**The problem**
Where a line below holds the string "until", that line goes into the answer.

┌──

PR #6731, opened 2025-05-07
Put XY back into default plane feature tree

Irev-Dev:
It's weird to not have them consistent with the code, this at least bring back a connection between both, but is trying to be fairly subtle.

image


Irev-Dev:
hmm probably will need to update snapshots for this one.

jacebrowning (approved):

PR #6736, opened 2025-05-07
#6734 Clean up unused code

andrewvarga:
I saw a few functions that seemed unused, then went through most of the TS codebase with the help of the IDE and:
- removed unused function parameters, properties, etc
- I left the ones which were not obvious / temporary or risky to refactor
- prefixed some with underscore where it seemed useful to keep the parameter around for visibility even though it's not used
- remove some unnecessary `await`s in front of non-async functions

Functionality shouldn't change at all by this PR.


jacebrowning (approved):
Love to see cleanup like this!

pierremtb (approved):
Nice!

PR #6738, opened 2025-05-07
Small touch up to default planes suffix

pierremtb:
Align to baseline and no min width.

Before:
image

After:
image


franknoirot (approved):
:justright:

Issue #6645, opened 2025-05-02
[BUG]: Project previews don't appear until code modification


jacebrowning:
### Describe the bug

Project previews are showing a blank image and not updating.

<img width="1389" alt="Image" src="https://github.com/user-attachments/assets/aeac995f-3d44-4985-8d24-ca2b27103b7b" />

### Steps to Reproduce

Create a new project from a sample and return to the projects listing.

### Expected Behavior

A preview image of each project is shown.

### Screenshots and Recordings

https://github.com/user-attachments/assets/c25c01d8-5a77-4bec-951d-10e3dc8b9aa7

### Desktop OS

macOS, Windows

### Browser

N/A

### Version

v0.57.0 (but also reproducible before that)

jacebrowning:
This bug also applies to projects created via Text-to-CAD.

Adding and removing a space in a KCL file updates the preview image.

PR #6744, opened 2025-05-07
Fix: thumbnail.png would not be created in a few scenarios, the commandType wasn't populated in some workflows.

nadr0:
closes https://github.com/KittyCAD/modeling-app/issues/6645

# Issue

`thumbnail.png` was not being created when it looks like it should have. `useEngineCommands` would not set all of the engine commands if you created a project from text to cad workflow.

# Implementation

After the engine gets connection, the KCL is done executing, and we set the camera we will now take a screenshot.

# Scenarios

- Home page text to cad -> new project -> :heavy_check_mark: 
- Home page -> create blank project -> :heavy_check_mark: 
- Home page -> create from sample -> :heavy_check_mark: 
- Home page -> opening a prexesiting project -> :heavy_check_mark:

### DIFF
--- a/src/App.tsx
+++ b/src/App.tsx
@@ -6,12 +6,10 @@ import {
   useLoaderData,
   useLocation,
   useNavigate,
-  useRouteLoaderData,
   useSearchParams,
 } from 'react-router-dom'
 
 import { AppHeader } from '@src/components/AppHeader'
-import { useEngineCommands } from '@src/components/EngineCommands'
 import { EngineStream } from '@src/components/EngineStream'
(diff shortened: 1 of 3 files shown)


jacebrowning (approved):
I tested locally on macOS and can confirm this fixes https://github.com/KittyCAD/modeling-app/issues/6645.

nadr0:
btw I don't have e2e tests for this because it isn't the end of the world if the screenshots aren't there plus I don't want to add to the screenshot e2e tests since they can be different on each OS. This one is manually tested because the overhead isn't worth it.

PR #6745, opened 2025-05-07
Update fillet+chamfer with new API options

adamchalmers:
Engine recently improved edge cuts (i.e. fillets/chamfers):

- You can now do multiple cuts in a single API call, which should improve latency
- Allows users to opt out of the "automatic" fillet strategy if they run into CSG bugs. They can set `fillet(strategy = cutStrategy::basic)` instead.
- Fixes to artifact graph


jessfraz (approved):

rust/kcl-lib/std/cutStrategy.kcl
```diff
@@ -0,0 +1,9 @@
+@no_std
+@settings(defaultLengthUnit = mm, kclVersion = 1.0)
+
+/// Try the fast but simple Basic strategy, and if that fails, try the slow and complex CSG strategy.
+export automatic = "automatic"
```
nrc, line 5: Could these be all caps like the turns and maths constants?

rust/kcl-lib/std/solid.kcl
```diff
@@ -71,6 +71,8 @@ export fn fillet(
   tolerance?: number(Length),
   /// Create a new tag which refers to this fillet
   tag?: tag,
+  /// Which strategy should be used to perform this chamfer?
```
nrc, line 74:
```suggestion
  /// Which strategy should be used to perform this fillet?
```

rust/kcl-lib/src/std/chamfer.rs
```diff
@@ -46,44 +51,57 @@ async fn inner_chamfer(
...
+        .map(|edge_tag| edge_tag.get_engine_id(exec_state, &args))
+        .collect::<Result<Vec<_>, _>>()?;
 
+    let id = exec_state.next_uuid();
+    let mut extra_face_ids = Vec::new();
+    let num_extra_ids = edge_ids.len() - 1;
+    for _ in 0..num_extra_ids {
+        extra_face_ids.push(exec_state.next_uuid());
+    }
+    let strategy = strategy.unwrap_or_default();
```
nrc, line 72: We should warn or error on a bad strategy, at the moment a typo in a string literal will silently use the default

nrc (commented):
My preference would be to not add strategy at all until after 1.0 and do it properly with an enum rather than add more string literal hacks. But if we think it is an essential feature then it's fine.

adamchalmers:
closing in favor of https://github.com/KittyCAD/modeling-app/pull/6750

└──

**Exercise result**
[BUG]: Project previews don't appear until code modification
My preference would be to not add strategy at all until after 1.0 and do it properly with an enum rather than add more string literal hacks. But if we think it is an essential feature then it's fine.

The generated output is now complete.